Um dia, numa noite qualquer de Brasília de 1978, um garoto magro, cabelos pretos e encaracolados, introvertido, devorador de livros e de cultura musical, que gostava de chocar e chamar a atenção das pessoas, que tinha o quarto mais interessante entre os jovens da sua turma, vai a uma festa usando uma capanga e segurando um guarda-chuva, acompanhado de seus discos importados dos Ramones, The Clash e Sex Pistols. Ele sabia tudo de Beatles e adorava Sid Vicious, baixista do Sex Pistols. Nessa noite ele conhece Fê Lemos. Ficam amigos. Seu sonho era ter uma banda. Seu nome: Renato Manfredini Junior, também conhecido entre os amigos de turma como Junior ou Manfredo.
Um dia, bar Taverna, Asa Sul de Brasília, 1978, um garoto loiro sul-africano de quase dois metros de altura e de porte atlético, filho do embaixador da África do Sul, chama a atenção de Junior, que o acha parecido com o ídolo Sid Vicious de sua imaginação, e logo o questiona: - “Do you like Sex Pistols?” O Sid Vicious loiro responde emblematicamente com o melhor do espírito punk: - “Yeah!” Ficam amigos.

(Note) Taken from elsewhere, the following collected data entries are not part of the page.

PR #147, opened 2026-05-23
Add metadata section (schema version, repo name, timestamps) across all storage formats

### LINKED ISSUE #146: Add metadata section (schema version, repo name, timestamps) across all storage formats
## Summary

None of the storage formats currently carry metadata about themselves — no schema version, no repo/project name, no creation or last-modified timestamps. This makes it hard to identify, version, or trace the provenance of exported data.

## Current state

| Format | Metadata | Status |
|--------|----------|--------|
| `network.json` | Top-level keys: `nodes`, `nogoods`, `repos` | No metadata |
| `beliefs.md` | Markdown with belief listings | No metadata header |
| `reasons.db` (SQLite) | `network_meta` table exists (key/value) | Empty — unused |
| PostgreSQL (`rms_network_meta`) | Key/value per project | No standard metadata keys |

## Proposed metadata fields

All formats should carry a consistent set of metadata:

| Field | Description | Example |
|-------|-------------|---------|
| `schema_version` | Format version for forward compatibility | `"1.0"` |
| `project_name` | Name of the belief network / project | `"ftl-reasons-expert"` |
| `created_at` | ISO 8601 timestamp of initial creation | `"2026-04-15T10:30:00Z"` |
| `updated_at` | ISO 8601 timestamp of last modification | `"2026-05-23T14:00:00Z"` |
| `node_count` | Total nodes at time of export | `1101` |
| `generator` | Tool and version that produced the file | `"ftl-reasons/0.40.0"` |

### `network.json`
Add a top-level `"meta"` key:
```json
{
  "meta": {
    "schema_version": "1.0",
    "project_name": "ftl-reasons-expert",
    "created_at": "2026-04-15T10:30:00Z",
    "updated_at": "2026-05-23T14:00:00Z",
    "node_count": 1101,
    "generator": "ftl-reasons/0.40.0"
  },
  "nodes": { ... },
  "nogoods": [ ... ],
  "repos": { ... }
}
```

### `beliefs.md`
Add a YAML frontmatter block:
```markdown
---
schema_version: "1.0"
project_name: ftl-reasons-expert
updated_at: "2026-05-23T14:00:00Z"
node_count: 1101
generator: ftl-reasons/0.40.0
---

# Beliefs
...
```

### `reasons.db` (SQLite)
Populate the existing `network_meta` table with standard keys:
```
key              | value
schema_version   | 1.0
project_name     | ftl-reasons-expert
created_at       | 2026-04-15T10:30:00Z
updated_at       | 2026-05-23T14:00:00Z
```
Update `updated_at` on every save. Set `created_at` on `init`.

### PostgreSQL (`rms_network_meta`)
Same keys, scoped per `project_id` as all PgApi metadata already is.

## Design considerations

- `import-json` should read and preserve `meta` if present, ignore gracefully if absent (backward compat)
- `import-beliefs` should parse YAML frontmatter if present, ignore if absent
- `schema_version` enables future format migrations — reader can check version before parsing
- `updated_at` should be set automatically on every `export` / `save`, not manually
- `project_name` could default to the database filename or `--project-id` if not explicitly set

benthomasson:
Now I have a clear picture. Here's the PR description:

---

## Summary

Add a consistent metadata section (schema version, project name, timestamps, node count, generator) across all storage and export formats. Previously, no format carried provenance or versioning information, making it impossible to identify, version, or trace exported data. This centralizes metadata generation in a new `metadata.py` module used by all code paths.

Closes #146

## Changes

- Add `reasons_lib/metadata.py` with `build_meta()` helper and `SCHEMA_VERSION = "1.0"` constant
- **JSON export**: include top-level `"meta"` key with all metadata fields
- **Markdown export**: emit YAML frontmatter block with schema version, project name, timestamps, node count, and generator
- **SQLite storage**: populate `network_meta` table on `init` and update `updated_at` on every save; load metadata back into `network.meta` on read
- **PostgreSQL**: write standard metadata keys to `rms_network_meta` on `init_db`; include `meta` in export; preserve metadata on import
- **JSON import**: read and preserve `meta` section if present, ignore gracefully if absent
- **Markdown import**: parse YAML frontmatter via `strip_frontmatter()`, propagate `schema_version`/`project_name`/`created_at` into the network
- **CLI**: add `--project-name` flag to `init`; default export output to `network.json`/`beliefs.md` files (use `--output=-` for stdout)
- Add `Network.meta` dict attribute for in-memory metadata storage

## Test plan

- [x] `tests/test_metadata.py` — 223 lines covering `build_meta()`, frontmatter stripping, SQLite metadata round-trip, JSON export/import metadata preservation
- [x] `tests/test_metadata_extended.py` — 328 lines covering markdown frontmatter export, CLI `--project-name`, `updated_at` auto-refresh on save, backward compat with metadata-free files
- [x] Existing test suite passes (`tests/test_cli.py` updated for new default output behavior)
- [ ] Manual: `uv run reasons init --project-name test && uv run reasons export` produces JSON with `meta` block
- [ ] Manual: `uv run reasons export-markdown` produces markdown with YAML frontmatter

🤖 Generated with [ftl-sdlc-loop](https://github.com/benthomasson/ftl-sdlc-loop)


benthomasson:
# Code Review Report

**Branch:** benthomasson/ftl-reasons#147
**Models:** claude, gemini
**Gate:** [BLOCK] BLOCK

## claude [CONCERN]

### reasons_lib/metadata.py
**Verdict:** PASS
**Correctness:** VALID
**Spec Compliance:** N/A
**Test Coverage:** COVERED
**Integration:** WIRED

Clean single-source-of-truth module. `build_meta` is deterministic given inputs and properly defaults `created_at` to now when not provided. `_get_generator` gracefully handles missing package metadata. `SCHEMA_VERSION` is a simple constant. Tests in `test_metadata.py::TestBuildMeta` and `test_metadata_extended.py::TestBuildMetaEdgeCases` cover the key scenarios.

### reasons_lib/network.py:__init__
**Verdict:** PASS
**Correctness:** VALID
**Spec Compliance:** N/A
**Test Coverage:** COVERED
**Integration:** WIRED

Adding `self.meta: dict[str, str] = {}` to `Network.__init__` is minimal and backward-compatible. All consumers that reconstruct a `Network` (storage load, PG path in `export_markdown`, filtered network paths) now correctly propagate `.meta`.

### reasons_lib/storage.py:_init_schema
**Verdict:** CONCERN
**Correctness:** QUESTIONABLE
**Spec Compliance:** N/A
**Test Coverage:** COVERED
**Integration:** WIRED

The `_is_new` flag is set before `sqlite3.connect()` which creates the file. This is correct for the current flow. However, there's a subtle issue: `_is_new` only seeds metadata on first creation. If an **existing** database was created before this change (no metadata rows exist), it won't get seeded. The `save()` method uses `setdefault` which would fill defaults on the next save, so this is self-healing — but the very first `load()` on an old DB will return an empty `network.meta` until a save occurs. Not a bug per se, but worth noting for migration awareness.

### reasons_lib/storage.py:save
**Verdict:** PASS
**Correctness:** VALID
**Spec Compliance:** N/A
**Test Coverage:** COVERED
**Integration:** WIRED

The save method correctly deletes all `network_meta` rows (line 110) and re-inserts everything. `meta.setdefault("created_at", now)` preserves the original `created_at` if it was loaded, and only defaults to now if it was never set. The `INSERT OR REPLACE` is belt-and-suspenders since the table was just cleared, but harmless. `test_metadata_extended.py::TestSqliteMetaExtended::test_created_at_preserved_across_saves` and `test_meta_survives_load_save_cycle` verify this works.

### reasons_lib/storage.py:load
**Verdict:** PASS
**Correctness:** VALID
**Spec Compliance:** N/A
**Test Coverage:** COVERED
**Integration:** WIRED

The refactored load correctly reads all `network_meta` rows in one query, routes `next_nogood_id` to its special field, and populates `network.meta` with everything else. Backward-compatible with old DBs via the `except Exception: pass` block.

### reasons_lib/api.py:init_db
**Verdict:** PASS
**Correctness:** VALID
**Spec Compliance:** N/A
**Test Coverage:** COVERED
**Integration:** WIRED

When `project_name` is provided, it does a load-modify-save cycle after initial creation. This is slightly redundant since `Storage._init_schema` already seeds `project_name` from the filename stem — but the explicit set correctly overrides that default. Tested by `test_metadata.py::TestSqliteMeta::test_project_name_override`.

### reasons_lib/api.py:export_network
**Verdict:** PASS
**Correctness:** VALID
**Spec Compliance:** N/A
**Test Coverage:** COVERED
**Integration:** WIRED

Correctly builds `meta` via `build_meta()` using stored values from `net.meta`, and `node_count` is computed from the already-filtered `nodes` dict. The return shape change (adding `"meta"` key) is backward-compatible — all internal callers access `data["nodes"]` or `data["nogoods"]` by key, not by position. Tested extensively.

**Verdict:** PASS
**Correctness:** VALID
**Spec Compliance:** N/A
**Test Coverage:** COVERED
**Integration:** WIRED

Correctly reads `meta` from imported JSON and writes only the meaningful fields (schema_version, project_name, created_at) into `net.meta`. Safely handles missing `meta` key via `.get()`. The empty-string check (`if imported_meta[key]`) prevents overwriting existing values with empty strings.

### reasons_lib/api.py:export_markdown
**Verdict:** PASS
**Correctness:** VALID
**Spec Compliance:** N/A
**Test Coverage:** COVERED
**Integration:** WIRED

Both code paths (PG and SQLite) now propagate `net.meta`. The PG path reconstructs `meta` from `data.get("meta")`, and the filtered (visible_to) SQLite path copies `filtered.meta = net.meta`. Both are correct.

### reasons_lib/export_markdown.py
**Verdict:** PASS
**Correctness:** VALID
**Spec Compliance:** N/A
**Test Coverage:** COVERED
**Integration:** WIRED

Generates YAML frontmatter before the `# Belief Registry` heading. The empty project_name case (`project_name:` with no value) is handled. Schema version is quoted to prevent YAML interpreting `1.0` as a float. Tests verify the frontmatter structure and field values.

### reasons_lib/import_beliefs.py:strip_frontmatter
**Verdict:** PASS
**Correctness:** VALID
**Spec Compliance:** N/A
**Test Coverage:** COVERED
**Integration:** WIRED

Simple but correct YAML frontmatter parser. Handles missing closing `---`, quoted values (both single and double), and empty values. No YAML library dependency is appropriate here — the frontmatter is known to be simple key-value pairs emitted by our own exporter. Tested by `test_metadata.py::TestStripFrontmatter` and `test_metadata_extended.py::TestStripFrontmatterEdgeCases`.

### reasons_lib/import_beliefs.py:import_into_network
**Verdict:** PASS
**Correctness:** VALID
**Spec Compliance:** N/A
**Test Coverage:** COVERED
**Integration:** WIRED

Strips frontmatter before parsing beliefs, writes metadata to `network.meta`. Only writes non-empty values, preserving any existing metadata. Round-trip tested in `test_metadata.py::TestMarkdownRoundTrip`.

### reasons_lib/cli.py:cmd_export and cmd_export_markdown
**Verdict:** CONCERN
**Correctness:** QUESTIONABLE
**Spec Compliance:** N/A
**Test Coverage:** PARTIAL
**Integration:** WIRED

**Breaking change to CLI default behavior.** Previously, `reasons export` with no `-o` flag printed to stdout. Now it writes to `network.json` by default. Similarly, `reasons export-markdown` defaults to writing `beliefs.md`. This is a user-facing behavioral change that could surprise existing users or break scripts that pipe stdout (e.g., `reasons export | jq .nodes`). The `--output=-` escape hatch exists but the default shift is significant. The existing tests were updated to use `--output=-`, which masks that the old piping behavior is gone. Additionally, with `nargs="?"` and `const`, there's ambiguity: `reasons export -o` (no value) gives `network.json`, but `reasons export` (no `-o` at all) also gives `network.json` via `default`. This is technically correct argparse, but the UX regression from "stdout by default" to "file by default" should be intentional and documented.

### reasons_lib/pg.py:init_db
**Verdict:** PASS
**Correctness:** VALID
**Spec Compliance:** N/A
**Test Coverage:** PARTIAL
**Integration:** WIRED

Correctly seeds metadata into `rms_network_meta` using `ON CONFLICT DO NOTHING` (won't overwrite on re-init). Uses `project_name or self.project_id` as a sensible default. The `from .metadata import SCHEMA_VERSION` inside the method body avoids circular imports. PG tests are behind `DATABASE_URL` env, so coverage depends on CI config.

### reasons_lib/pg.py:export_network
**Verdict:** PASS
**Correctness:** VALID
**Spec Compliance:** N/A
**Test Coverage:** PARTIAL
**Integration:** WIRED

Reads stored metadata from `rms_network_meta`, filters out `next_nogood_id`, and passes it to `build_meta()`. The `build_meta` call correctly overrides `updated_at` and `node_count` with current values while preserving `created_at` and `project_name`.

### reasons_lib/pg.py:import_json
**Verdict:** PASS
**Correctness:** VALID
**Spec Compliance:** N/A
**Test Coverage:** PARTIAL
**Integration:** WIRED

Mirrors the SQLite `import_json` logic. Uses `ON CONFLICT DO UPDATE` which will overwrite existing metadata — appropriate for import semantics.

### reasons_lib/pg.py:import_beliefs
**Verdict:** PASS
**Correctness:** VALID
**Spec Compliance:** N/A
**Test Coverage:** PARTIAL
**Integration:** WIRED

Correctly strips frontmatter before passing to `parse_beliefs`/`parse_nogoods`. Metadata upsert is consistent with `import_json` path.

### tests/test_pg_dispatch.py (NOT in diff but affected)
**Verdict:** CONCERN
**Correctness:** QUESTIONABLE
**Spec Compliance:** N/A
**Test Coverage:** PARTIAL
**Integration:** PARTIAL

`EXPORT_DATA` fixture at line 104 does not include a `"meta"` key. The `export_markdown` PG path in `api.py` now reads `data.get("meta")` and sets `net.meta = dict(meta)` when truthy — so missing `meta` is handled safely (just gets `None`, skips). However, `test_empty_network` at line 202 uses `{"nodes": {}, "nogoods": [], "repos": {}}` without `meta`. This is fine because the code uses `.get("meta")` with no default, but it means the PG dispatch tests don't verify that metadata actually flows through the markdown export path. Not a blocker, but a coverage gap.

### tests/test_metadata.py
**Verdict:** PASS
**Correctness:** VALID
**Spec Compliance:** N/A
**Test Coverage:** COVERED
**Integration:** WIRED

Good coverage of the core metadata flows: build_meta, JSON export/import, markdown export/import, SQLite storage, and round-trips. Backward compatibility tested with JSON-without-meta and markdown-without-frontmatter.

### tests/test_metadata_extended.py
**Verdict:** CONCERN
**Correctness:** QUESTIONABLE
**Spec Compliance:** N/A
**Test Coverage:** COVERED
**Integration:** WIRED

Thorough edge-case coverage. One minor concern: `test_save_updates_updated_at` (line 166) asserts `created_at` is unchanged but doesn't actually assert `updated_at` changed — the test name suggests it should verify `updated_at` changes between saves, but it only checks `created_at` stability. The test is technically valid but misleadingly named. Also, duplicate test coverage with `test_metadata.py` on some scenarios (e.g., both files test `build_meta` basics and JSON round-trips), which is harmless but adds maintenance burden.

### tests/test_cli.py (modified tests)
**Verdict:** PASS
**Correctness:** VALID
**Spec Compliance:** N/A
**Test Coverage:** COVERED
**Integration:** WIRED

Tests correctly updated to use `--output=-` to get stdout behavior. The modifications are consistent with the CLI default change.

### Self-Review
**Limitations:** Could not run the test suite to verify all tests pass. Could not verify the `rms_network_meta` table schema in `pg.py` (the `SCHEMA` constant observation failed). The PG integration tests are behind `DATABASE_URL` so their pass/fail status is unknown. Did not see the full `test_pg.py` to check if PG export tests verify the new `meta` key in the return value.

### Feature Requests
- Include the schema/DDL constants (e.g., `SCHEMA` in `pg.py`) in observations when database schema changes are part of the diff
- Flag test fixtures that mock return values of modified functions but haven't been updated to match the new return shape
- Show whether CI is passing for the branch being reviewed

## gemini [BLOCK]

### ERROR
**Verdict:** BLOCK

benthomasson:
# Code Review Report

**Branch:** benthomasson/ftl-reasons#147
**Models:** claude, gemini
**Gate:** [CONCERN] CONCERN

## Disagreements

- **reasons_lib/api.py:init_db** [LOW]: claude: CONCERN, gemini: PASS
- **reasons_lib/api.py:export_network** [LOW]: claude: PASS, gemini: CONCERN

## claude [CONCERN]

### reasons_lib/metadata.py (new file)
**Verdict:** PASS
**Correctness:** VALID
**Spec Compliance:** N/A
**Test Coverage:** COVERED
**Integration:** WIRED

Clean single-source-of-truth module for metadata fields. `build_meta` is deterministic (given wall clock), uses `setdefault` pattern correctly for `created_at` preservation. `_get_generator` handles missing package metadata gracefully. `SCHEMA_VERSION` as a module-level constant is clean. Called from `api.py`, `storage.py`, `export_markdown.py`, and `pg.py` — well-integrated.

### reasons_lib/network.py
**Verdict:** PASS
**Correctness:** VALID
**Spec Compliance:** N/A
**Test Coverage:** COVERED
**Integration:** WIRED

Single-line addition of `self.meta: dict[str, str] = {}` to `Network.__init__`. Properly initialized as empty dict. All producers (storage.load, import_into_network) and consumers (storage.save, export_network, export_markdown) reference this field correctly.

### reasons_lib/storage.py:_init_schema
**Verdict:** PASS
**Correctness:** VALID
**Spec Compliance:** N/A
**Test Coverage:** COVERED
**Integration:** WIRED

`_is_new` flag set in `__init__` before `sqlite3.connect` — since `connect` creates the file, `_is_new` correctly captures whether this is first-time creation. Uses `INSERT OR IGNORE` so re-running on an existing DB won't clobber metadata. The `project_name` defaults to `self.db_path.stem`, which is a reasonable convention.

### reasons_lib/storage.py:save
**Verdict:** PASS
**Correctness:** VALID
**Spec Compliance:** N/A
**Test Coverage:** COVERED
**Integration:** WIRED

The `DELETE FROM network_meta` + re-insert pattern is consistent with the existing delete-and-rewrite strategy for all other tables (nodes, nogoods, repos, etc.). `meta.setdefault("created_at", now)` correctly preserves existing `created_at` while always updating `updated_at`. `str(val)` coercion handles the `node_count` int that could leak in from `build_meta` if someone stores it — though `network.meta` shouldn't contain `node_count` (that's only in export output). Minor: `build_meta` is imported but not called here — `save` builds its own meta dict from `network.meta` + defaults. This is correct since `build_meta` includes transient fields like `node_count` and `generator` that shouldn't be persisted.

### reasons_lib/storage.py:load
**Verdict:** PASS
**Correctness:** VALID
**Spec Compliance:** N/A
**Test Coverage:** COVERED
**Integration:** WIRED

Changed from single-key lookup to loading all `network_meta` rows into `network.meta`, correctly filtering out `next_nogood_id` (which is handled separately as an internal counter). The `except Exception: pass` guard for old DBs without the `network_meta` table is preserved.

### reasons_lib/api.py:init_db
**Verdict:** CONCERN
**Correctness:** QUESTIONABLE
**Spec Compliance:** N/A
**Test Coverage:** COVERED
**Integration:** WIRED

When `project_name` is provided, the code does an extra load/save cycle to overwrite the name. This works but overwrites the `created_at` timestamp written moments earlier by `_init_schema` with a new `now` value from `save()`. In practice the difference is milliseconds, but it's conceptually sloppy — the creation timestamp shifts. More importantly, when `project_name` is empty (the common case), no load/save happens, so the `updated_at` from `_init_schema` and the `created_at` are identical — good. The concern is minor.

### reasons_lib/api.py:export_network
**Verdict:** PASS
**Correctness:** VALID
**Spec Compliance:** N/A
**Test Coverage:** COVERED
**Integration:** WIRED

`build_meta` is called with `net.meta` values, `node_count` computed from the filtered `nodes` dict (correctly reflects visibility filtering), and the return dict now includes `"meta"`. The return type change from `{"nodes", "nogoods"}` to `{"meta", "nodes", "nogoods", "repos"}` is additive — all existing callers that access `result["nodes"]` or `result["nogoods"]` continue to work. Verified by checking the observation data for all callers.

**Verdict:** PASS
**Correctness:** VALID
**Spec Compliance:** N/A
**Test Coverage:** COVERED
**Integration:** WIRED

Correctly imports only the durable metadata keys (`schema_version`, `project_name`, `created_at`) from the JSON `meta` dict, ignoring transient fields like `updated_at`, `node_count`, `generator`. The guard `if imported_meta and isinstance(imported_meta, dict)` handles backward-compat with old exports that lack `meta`. The key whitelist prevents arbitrary metadata injection.

### reasons_lib/api.py:export_markdown
**Verdict:** PASS
**Correctness:** VALID
**Spec Compliance:** N/A
**Test Coverage:** COVERED
**Integration:** WIRED

Both the pg_conninfo path (reconstruct from export_network data) and the local DB path correctly propagate `net.meta` through to the `_export` function. The `filtered.meta = net.meta` line ensures visibility-filtered exports still include metadata. The `meta = data.get("meta"); if meta: net.meta = dict(meta)` pattern in the pg path handles missing meta gracefully.

### reasons_lib/export_markdown.py
**Verdict:** CONCERN
**Correctness:** QUESTIONABLE
**Spec Compliance:** N/A
**Test Coverage:** COVERED
**Integration:** WIRED

The YAML frontmatter is hand-constructed rather than using a YAML library. This works for simple values but has an edge case: if `project_name` contains YAML-special characters (colons, quotes, `#`, etc.), the output will be malformed YAML. The `strip_frontmatter` parser on the import side does a simple `partition(":")` which would handle colons in values, but a YAML-aware consumer could choke. For the expected use case (project names like "my-project") this is fine, but it's a latent bug. Also, `updated_at` is quoted but `project_name` is unquoted — inconsistent quoting strategy.

### reasons_lib/import_beliefs.py:strip_frontmatter
**Verdict:** PASS
**Correctness:** VALID
**Spec Compliance:** N/A
**Test Coverage:** COVERED
**Integration:** WIRED

Simple and correct frontmatter parser. Handles: no frontmatter, missing closing `---`, empty values, quoted values (both single and double). The `partition(":")` approach correctly handles values containing colons (only splits on the first). Used in both `import_into_network` and `pg.import_beliefs`. Edge case: a line without a colon inside the frontmatter block is silently skipped — acceptable behavior.

### reasons_lib/import_beliefs.py:import_into_network
**Verdict:** PASS
**Correctness:** VALID
**Spec Compliance:** N/A
**Test Coverage:** COVERED
**Integration:** WIRED

`strip_frontmatter` is called first, stripping frontmatter before the rest of the function processes the body text. Metadata keys are selectively imported (same whitelist as `import_json`). The empty-string guard (`if frontmatter[key]`) prevents overwriting existing meta with empty values from the frontmatter.

### reasons_lib/pg.py:init_db
**Verdict:** PASS
**Correctness:** VALID
**Spec Compliance:** N/A
**Test Coverage:** PARTIAL
**Integration:** WIRED

Uses `ON CONFLICT DO NOTHING` so re-initializing won't overwrite existing metadata — correct for idempotent init. `project_name` defaults to `self.project_id` (UUID) when not provided — less friendly than the SQLite default of `db_path.stem`, but acceptable for multi-tenant PG where project_id is the primary identifier. PG tests require a running database and are likely skipped in CI without `DATABASE_URL`.

### reasons_lib/pg.py:export_network
**Verdict:** PASS
**Correctness:** VALID
**Spec Compliance:** N/A
**Test Coverage:** PARTIAL
**Integration:** WIRED

Fetches stored metadata from `rms_network_meta`, filters out `next_nogood_id`, and passes through `build_meta` to add transient fields. Consistent with the SQLite path. The separate cursor `cur2` avoids conflict with the main query cursor.

### reasons_lib/pg.py:import_json / import_beliefs
**Verdict:** PASS
**Correctness:** VALID
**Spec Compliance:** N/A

Seu sonho era ter uma banda. Seu nome: Andre Fredrik Pretorius.
Um dia, a junção do encontro e da amizade desses três faz com que comecem a ensaiar diariamente a mesma canção: "Now I Wanna Sniff Some Glue", dos Ramones. O sonho de ter uma banda estava quase pronto: Pretórius era o guitarrista, Renato o baixista, e Fê o baterista. Faltava agora um nome para a banda.
Um dia, diz a lenda, a policia repressora do governo militar do presidente Geisel invadiu os centros acadêmicos da UNB para reprimir uma manifestação estudantil. Os policiais chegaram em Veraneios e segurando cassetetes que davam choques. Uma jovem estudante, grávida, foi atacada com um desses cassetetes elétricos. A menina teve um aborto. O som do três amigos seria influenciado drástica e diretamente pela repressão do governo militar.
Um dia, conta até hoje o sobrevivente Fê, estavam os três embaixo do Bloco A da Colina pensando num nome para batizar a banda. Fê que havia visto alguns shows de bandas punks na Inglaterra como Damned, Stranglers e Buzzcocks, cita um grupo americano, Eletric Flag e sugere: - “Podia ser Tijolo Elétrico...”. De repente, Pretórius dá um pulo em cima do banco de concreto do Bloco A e diz: "O nome vai ser Aborto Elétrico!". Fê e Renato olham um para o outro e decretam com a melhor resposta punk: - “yeah!”.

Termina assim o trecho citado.